## BRIEF
Copy out, word for word, the lines from the start of the data below through the line containing "PR #3663, opened 2018-07-25", and no others.

═══ INPUT DATA ═══

PR #3646, opened 2018-07-10
added kubeconfig change that is coming in 3.10

mwoodson:


mwoodson:
@jupierce approved #3645

PR #3653, opened 2018-07-11
added gather_facts to no on scalegroup pod

mwoodson:


mwoodson:
@jupierce approved #3652

PR #3658, opened 2018-07-13
fixed quota resource role to be idempotent for 3.9; ensured 3.7 works as well

mwoodson:


mwoodson:
@robotmaxtron approved #3657

PR #3659, opened 2018-07-13
updated SREbot since there was a change on the pagerduty escalation p…

rafael-azevedo:
…olicy


rafael-azevedo:
approved by @aweiteka on stg

PR #3662, opened 2018-07-25
exclude nvme volumes that were being incorrectly included

yithian:
volumes such as nvme12 didn't match the old regex but need to


yithian:
The automated testing image build still appears to be broken, hence the test failure.

mwoodson (approved):

PR #3663, opened 2018-07-25
update the openshift-tools-scripts rpm to include customer PV filter

yithian:


yithian:
updating the rpm for  #3662

PR #3677, opened 2018-08-02
3.11 openshift-ansible vendored

mwoodson:


mwoodson:
@jupierce approved #3676

PR #570, opened 2026-07-04
[18.0][IMP] maintenance_helpdesk_mgmt: Explicitly set internal user on ticket fields

pedrobaeza:
We assume that anyone accessing to the backend always belongs to the "internal user" group, but that may not be true, for example, in the standard project external sharing, and now, with the module `base_group_subcontractor`, if giving permissions to helpdesk tickets.

Thus, let's explicitly assign the internal user group to the ticket extensions for avoiding errors if we only want to access this part.

@Tecnativa TT63310


eduezerouali-tecnativa (approved):
LGTM

BhaveshHeliconia (approved):

PR #574, opened 2026-07-10
[18.0][ADD] maintenance_equipment_tier_validation

smorita7749:
[QT6788](https://www.quartile.co/web#id=6788&cids=3&model=project.task&view_type=form)


maintenance_equipment_tier_validation/models/maintenance_equipment.py
```diff
@@ -0,0 +1,35 @@
...
+    _state_to = ["active"]
+    _cancel_state = "inactive"
+
+    _tier_validation_manual_config = False
+
+    state = fields.Selection(
+        selection=[
+            ("draft", "Draft"),
+            ("active", "Active"),
+            ("inactive", "Inactive"),
```
AungKoKoLin1997: Seems like these three attributes are not matching. Shouldn't it be like draft, confirmed, cancel?
Active and Inactive are part of active field, no?

maintenance_equipment_tier_validation/__manifest__.py
```diff
@@ -0,0 +1,17 @@
...
+    "summary": "Support a tier validation process for maintenance equipment",
+    "version": "18.0.1.0.0",
+    "category": "Maintenance",
+    "website": "https://github.com/OCA/maintenance",
+    "author": "Quartile, Odoo Community Association (OCA)",
+    "maintainers": ["smorita7749"],
+    "license": "AGPL-3",
+    "application": False,
+    "installable": True,
+    "depends": ["base_maintenance", "base_tier_validation"],
```
AungKoKoLin1997: I am not comfortable adding `base_maintenance` as a dependency just for `header` attribute in the equipment form view. I don't have the clean solution yet but I have in mind now is using `_get_view()`.
Please let me know if you have better approach.

```
@api.model
    def _get_view(self, view_id=None, view_type=False, **options):
        arch, view = super()._get_view(view_id, view_type, **options)
        if view_type == "form":
            header = arch.find(".//header")
            if header is None: 
                sheet = arch.find(".//sheet")
                if sheet is not None:
                    header = etree.Element("header")
                    sheet.addprevious(header)
            if header is not None:
                button = etree.SubElement(header, "button")
                button.set("name", "action_do_something")
                button.set("type", "object")
                button.set("string", "Do Something")
        return arch, view
```

maintenance_equipment_tier_validation/models/maintenance_equipment.py
smorita7749: This is what I am concerned about.
Ideally, I think it would be better to handle this in a separate module (as is the case with other Tier validation systems), but for now, I am considering managing the status within this module. (using "Draft" before approval, and "Active" or "Inactive" after approval).

Should I implement a change to include a unique code for the status?
https://github.com/OCA/maintenance/tree/18.0/maintenance_equipment_status

AungKoKoLin1997: I don't think adding a unique code for the status is not the solution because `base_tier_validation` doesn't work on many2one field. So, adding state field in this module is valid for me but the attributes should be `draft`, `confirmed`, `cancel`.

smorita7749: Done!

oca_dependencies.txt
AungKoKoLin1997, line 1: Is it auto generated by running pre-commit?

maintenance_equipment_tier_validation/__manifest__.py
smorita7749: I chose you suggestion.

oca_dependencies.txt
smorita7749: I removed it

maintenance_equipment_tier_validation/models/__init__.py
```diff
@@ -0,0 +1,4 @@
+# License AGPL-3.0 or later (https://www.gnu.org/licenses/agpl).
```
AungKoKoLin1997, line 2:
```suggestion
# Copyright 2026 Quartile
# License AGPL-3.0 or later (https://www.gnu.org/licenses/agpl).
```

maintenance_equipment_tier_validation/__init__.py
```diff
@@ -0,0 +1,3 @@
+# License AGPL-3.0 or later (https://www.gnu.org/licenses/agpl).
```
AungKoKoLin1997, line 2:
```suggestion
# Copyright 2026 Quartile
# License AGPL-3.0 or later (https://www.gnu.org/licenses/agpl).
```

README.md
```diff
@@ -32,6 +32,7 @@ addon | version | maintainers | summary
 [maintenance_equipment_sequence](maintenance_equipment_sequence/) | 18.0.1.0.0 |  | Adds sequence to maintenance equipment defined in the equipment's category
 [maintenance_equipment_status](maintenance_equipment_status/) | 18.0.1.0.0 |  | Maintenance Equipment Status
 [maintenance_equipment_tags](maintenance_equipment_tags/) | 18.0.1.0.0 | <a href='https://github.com/etobella'><img src='https://github.com/etobella.png' width='32' height='32' style='border-radius:50%;' alt='etobella'/></a> | Adds category tags to equipment
+[maintenance_equipment_tier_validation](maintenance_equipment_tier_validation/) | 18.0.1.0.0 |  | Support a tier validation process for maintenance equipment
```
AungKoKoLin1997: Is this change part of the PR?

AungKoKoLin1997 (approved):
Code Review: LG

Minor points.

maintenance_equipment_tier_validation/models/__init__.py
smorita7749: Done!

maintenance_equipment_tier_validation/__init__.py
smorita7749: Done!

README.md
smorita7749: I removed it.

BhaveshHeliconia (approved):
Code and functional review LGTM!

PR #580, opened 2026-07-24
[19.0][FIX] maintenance_plan: post_init_hook crashes on Odoo 19 (removed equipment fields)

carlosffp:
Installing `maintenance_plan` on Odoo 19 fails during `post_init_hook` with:

```
AttributeError: 'maintenance.equipment' object has no attribute 'next_action_date'
```

The migration hook references two `maintenance.equipment` fields that were **removed in Odoo 19 core**:

- `next_action_date` — used to match "the" open preventive request by date
- `mtbf` — used as the plan `duration`

Because it runs in `post_init_hook`, the whole install transaction rolls back and the module cannot be installed on any database that has equipments with `expected_mtbf` set.

### Fix
Port the hook to Odoo 19:

- Derive the plan `interval` from `expected_mtbf` (in days) and set `interval_step = "day"`.
- Drop the `next_action_date` matching / `UserError` branch (there is no next action date field to match against in 19) and the `duration = mtbf` line.
- Batch the `maintenance.plan` creation.

The end result is equivalent: one `maintenance.plan` (kind "Install") per equipment that had an expected MTBF, using the MTBF as the interval.

Tested by installing the module on an Odoo 19 database (ASSA) with equipments that have `expected_mtbf` set — install now completes and creates the expected plans.

### DIFF
--- a/maintenance_plan/README.rst
+++ b/maintenance_plan/README.rst
@@ -47,10 +47,10 @@ Despite Odoo's built-in recurrence functionality included in the
 maintenance requests themselves (since 17.0), this module could be
 needed for some reasons:
 
-- Odoo implementation is javascript only
-- Some companies already work with the existing "Maintenance Plan"
-  workflow
-- Some modules are depending on this one
+-  Odoo implementation is javascript only
+-  Some companies already work with the existing "Maintenance Plan"
+   workflow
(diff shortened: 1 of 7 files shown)


BhaveshHeliconia (approved):
Thanks for the fix!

═══

## TASK RESPONSE
PR #3646, opened 2018-07-10
added kubeconfig change that is coming in 3.10

mwoodson:


mwoodson:
@jupierce approved #3645

PR #3653, opened 2018-07-11
added gather_facts to no on scalegroup pod

mwoodson:


mwoodson:
@jupierce approved #3652

PR #3658, opened 2018-07-13
fixed quota resource role to be idempotent for 3.9; ensured 3.7 works as well

mwoodson:


mwoodson:
@robotmaxtron approved #3657

PR #3659, opened 2018-07-13
updated SREbot since there was a change on the pagerduty escalation p…

rafael-azevedo:
…olicy


rafael-azevedo:
approved by @aweiteka on stg

PR #3662, opened 2018-07-25
exclude nvme volumes that were being incorrectly included

yithian:
volumes such as nvme12 didn't match the old regex but need to


yithian:
The automated testing image build still appears to be broken, hence the test failure.

mwoodson (approved):

PR #3663, opened 2018-07-25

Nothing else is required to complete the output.